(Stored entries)
== == ==

PR #51, opened 2015-04-15
Update saitypes.h

tushar-ty:
Simplifying use of ACL field and action data types in the code.

### DIFF
--- a/sai/inc/saitypes.h
+++ b/sai/inc/saitypes.h
@@ -208,13 +208,26 @@ typedef struct _sai_acl_field_data_t
     /*
      * Field match mask
      */
-    uint64_t match_mask[2];
+    union {
+        sai_uint8_t u8;
+        sai_uint16_t u16;
+        sai_uint32_t u32;
+        sai_mac_t mac;
+        sai_ip4_t ip4;
+        sai_ip6_t ip6;
+    } match_mask;
 
     /*
      * Expected AND result using match mask above with packet field value.
      */
-    uint64_t match_data[2];
-
+    union {
+        sai_uint8_t u8;
+        sai_uint16_t u16;
+        sai_uint32_t u32;
+        sai_mac_t mac;
+        sai_ip4_t ip4;
+        sai_ip6_t ip6;
+    } match_data;
 } sai_acl_field_data_t;
 
 /*
@@ -230,8 +243,14 @@ typedef struct _sai_acl_action_data_t
     /*
      * Action parameter
      */
-    uint64_t parameter[2];
-
+    union {
+      sai_uint8_t u8;
+      sai_uint16_t u16;
+      sai_uint32_t u32;
+      sai_mac_t mac;
+      sai_ip4_t ip4;
+      sai_ip6_t ip6;
+    } parameter;
 } sai_acl_action_data_t;
 
 /*
--- a/sai/inc/saitypes.h
+++ b/sai/inc/saitypes.h
@@ -201,10 +201,9 @@ typedef enum _sai_acl_match_mode_t
 typedef struct _sai_acl_field_data_t
 {
     /*
-     * Field match mode
-     */
-    sai_acl_match_mode_t mode;
-
+     * match enable/disable
+     */ 
+    bool enable;
     /*
      * Field match mask
      */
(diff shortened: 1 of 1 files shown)


sai/inc/saitypes.h
```diff
@@ -208,13 +208,26 @@ typedef struct _sai_acl_field_data_t
...
      */
-    uint64_t match_mask[2];
+    union {
+        sai_uint8_t u8;
+        sai_uint16_t u16;
+        sai_uint32_t u32;
+        sai_mac_t mac;
+        sai_ip4_t ip4;
+        sai_ip6_t ip6;
+    } match_mask;
```
lguohan: change "match_mask" to "mask", also change "match_data" to "data"?

sai/inc/saitypes.h
```diff
@@ -208,13 +208,26 @@ typedef struct _sai_acl_field_data_t
...
-    uint64_t match_data[2];
-
+    union {
+        sai_uint8_t u8;
+        sai_uint16_t u16;
+        sai_uint32_t u32;
+        sai_mac_t mac;
+        sai_ip4_t ip4;
+        sai_ip6_t ip6;
+    } match_data;
```
lguohan: add "sai_object_list_t objlist" to the union for SAI_ACL_ENTRY_ATTR_FIELD_IN_PORTS.

add "sai_object_id_t oid" to the union for SAI_ACL_ENTRY_ATTR_FIELD_IN_PORT

sai/inc/saitypes.h
lguohan: I do not know if we really need the sai_acl_match_mode_t mode because for every match field, the mode is predetermined. I think the bool for enable/disable is ok for us.

sai/inc/saitypes.h
```diff
@@ -230,8 +243,14 @@ typedef struct _sai_acl_action_data_t
...
      */
-    uint64_t parameter[2];
-
+    union {
+      sai_uint8_t u8;
+      sai_uint16_t u16;
+      sai_uint32_t u32;
+      sai_mac_t mac;
+      sai_ip4_t ip4;
+      sai_ip6_t ip6;
```
lguohan: add  sai_object_id_t oid to the union for the attribute that needs oid?

tushar-ty:
Created pull request #55 with all the changes.

sai/inc/saitypes.h
ramangupta: Do we really need to replicate the union for field data/mask and action data. Can't we have a single union separately defined for all these data types and include them in field_data as data and mask whereas in action_data as simply data or parameter. 
This union which would contain all the attribute data types could further replace all the fields defined in sai_attribute_value_t . For instance
 
typedef union {
    bool booldata;
    char chardata[32];
    sai_uint8_t u8;
    sai_int8_t s8;
    sai_uint16_t u16;
    sai_int16_t s16;
    sai_uint32_t u32;
    sai_int32_t s32;
    sai_uint64_t u64;
    sai_int64_t s64;
    sai_port_id_t portid;
    sai_mac_t mac;
    sai_ip4_t ip4;
    sai_ip6_t ip6;
    sai_ip_address_t ipaddr;
    sai_port_list_t portlist;
    sai_next_hop_list_t nhlist;
} attribute_value;

typedef struct _sai_acl_field_data_t
{
    bool status;
    attribute_value data;
    attribute_value mask;
}

typedef struct _sai_acl_action_data_t
{
    bool status;
    attribute_value parameter;
} sai_acl_action_data_t;

and finally 

typedef union {
    attribute_value attribute_data; 
    sai_acl_field_data_t aclfield;
    sai_acl_action_data_t aclaction;
} sai_attribute_value_t;

lguohan:
this will make lots of existing code that use attribute_value break, and also make user use attribute_value slightly more difficult.

ramangupta:
In that case, can we leave sai_attribute_value_t as it is and change sai_acl_field_data_t and sai_acl_action_data_t as stated above. This would ensure all data types which could be used as ACL qualifiers or actions are visible to ACL field/action structures directly and no exceptions such as port list exist. 
ACL anyway needs to go through code churn to incorporate the changes.

tushar-ty:
The last proposal I made was based upon all the current ACL attribute requirements. If you could sight an example of what can't be accomplished based upon this version that will help, else whats been suggested looks like an overkill. But thats just my opinion, if this version does not fit any specific requirements then please create a new patch/pull request.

== == ==

Please count the lines in the records that contain "would" and reply with the count alone.

- [The answer] 2